DIRECTIONS FOR THIS TASK:
How many lines in the records below contain "into"? Answer with the number alone.

TASK DATA:
╔══

PR #6542, opened 2019-02-15
Replace strange hashCode() implementations

bagyoni:
XORing with 31 in these methods seems suspicious as it doesn't affect collision rate, it just flips the last 5 bits. And using bitwise XOR here just feels weird in general.
These are all unlikely to cause collisions but I would replace them with generated ones just in case.
All additions in this commit are generated by Eclipse.

### DIFF
--- a/web/src/main/java/org/springframework/security/web/util/matcher/AntPathRequestMatcher.java
+++ b/web/src/main/java/org/springframework/security/web/util/matcher/AntPathRequestMatcher.java
@@ -220,11 +220,10 @@ public final class AntPathRequestMatcher
 
 	@Override
 	public int hashCode() {
-		int code = 31 ^ this.pattern.hashCode();
-		if (this.httpMethod != null) {
-			code ^= this.httpMethod.hashCode();
-		}
-		return code;
+		int result = this.pattern != null ? this.pattern.hashCode() : 0;
+		result = 31 * result + (this.httpMethod != null ? this.httpMethod.hashCode() : 0);
+		result = 31 * result + (this.caseSensitive ? 1231 : 1237);
+		return result;
 	}
 
 	@Override
--- a/acl/src/main/java/org/springframework/security/acls/domain/ObjectIdentityImpl.java
+++ b/acl/src/main/java/org/springframework/security/acls/domain/ObjectIdentityImpl.java
@@ -152,11 +152,9 @@ public class ObjectIdentityImpl implements ObjectIdentity {
 	 */
 	@Override
 	public int hashCode() {
-		int code = 31;
-		code ^= this.type.hashCode();
-		code ^= this.identifier.hashCode();
-
-		return code;
+		int result = this.type.hashCode();
+		result = 31 * result + this.identifier.hashCode();
+		return result;
 	}
 
 	@Override
--- a/core/src/main/java/org/springframework/security/authentication/jaas/JaasGrantedAuthority.java
+++ b/core/src/main/java/org/springframework/security/authentication/jaas/JaasGrantedAuthority.java
@@ -55,7 +55,9 @@ public final class JaasGrantedAuthority implements GrantedAuthority {
 
 	@Override
 	public int hashCode() {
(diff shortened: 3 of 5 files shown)


pivotal-issuemaster:
@ba-sz-at Please sign the [Contributor License Agreement](https://cla.pivotal.io/sign/spring?repositoryId=spring-projects/spring-security&pullRequestId=6542)!

[Click here](https://cla.pivotal.io/sync/spring?repositoryId=spring-projects/spring-security&pullRequestId=6542) to manually synchronize the status of this Pull Request.

pivotal-issuemaster:
@ba-sz-at Thank you for signing the [Contributor License Agreement](https://cla.pivotal.io/sign/spring?repositoryId=spring-projects/spring-security&pullRequestId=6542)!

nealeu:
@bagyoni What led you to investigate these?  Is there a memory footprint or hash collision issue that you've found in use?
I would be reluctant to introduce changes that add cpu cycles without any benefit.

In particular there are null checks that have been added to hashCode() where those values are already known to be non-null.

bagyoni:
@nealeu I was debugging an unrelated issue and happened to notice this. If you are concerned about performance, I would either remove those unnecessary null checks or keep the current hashCodes - though I would still at least remove the 31s, given they don't do anything (and are confusing).

jzheaux:
To the points in this conversation (all good ones!):

* Beginning with 31 does seem a little odd. XORing also has demonstrable inefficiencies as a hash code. You'll notice that newer classes favor the pattern that this PR advocates.
* While these could have a performance impact, it should be negligible. While fixing something that is broken is a stronger argument, I believe the argument for consistency with other code is strong enough in this case.
* Agreed that removing unnecessary null checks would be wise.

And actually, please take a look at newer Spring Security classes like [`AbstractOAuth2Token`](https://github.com/spring-projects/spring-security/blob/master/oauth2/oauth2-core/src/main/java/org/springframework/security/oauth2/core/AbstractOAuth2Token.java#L112) to see how to make these proposed implementations more consistent with existing code.

jzheaux:
@bagyoni, can you make the requested changes? Specifically:

* Don't check for null on items known to be non-null
* Follow the pattern found in [`AbstractOAuth2Token`](https://github.com/spring-projects/spring-security/blob/master/oauth2/oauth2-core/src/main/java/org/springframework/security/oauth2/core/AbstractOAuth2Token.java#L112)

bagyoni:
@jzheaux Done. Some additional notes:
* Some classes do not have null checks in their equality checks, so e. g. `new JaasGrantedAuthority(null, null).equals(something)` will throw NullPointerException.
* In AntPathRequestMatcher, both the original and the generated hashCodes were inconsistent with equals.

web/src/main/java/org/springframework/security/web/util/matcher/AntPathRequestMatcher.java
```diff
@@ -78,7 +78,7 @@ public AntPathRequestMatcher(String pattern) {
 	/**
 	 * Creates a matcher with the supplied pattern and HTTP method in a case insensitive
 	 * manner.
-	 *
+	 *matcher
```
bagyoni: Inserted by error, removing.

bagyoni:
@nealeu, @jzheaux Gentle reminder that all requested changes have been implemented.

jzheaux:
Thank you for the ping, @bagyoni. And actually, another ticket added [null checks into the constructors](https://github.com/spring-projects/spring-security/issues/6892) that you mentioned. 

Would you mind, then, simplifying the hashcode implementations for `SwitchUserGrantedAuthority`, `JaasGrantedAuthority`, and `RequestKey` accordingly?

bagyoni:
@jzheaux Fair point, I didn't notice that that ticket had been closed. Changed hashcodes accordingly.

jzheaux:
Thanks again, @bagyoni! This is now merged into `master`.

╚══

OUTPUT FOR THIS EXERCISE:
2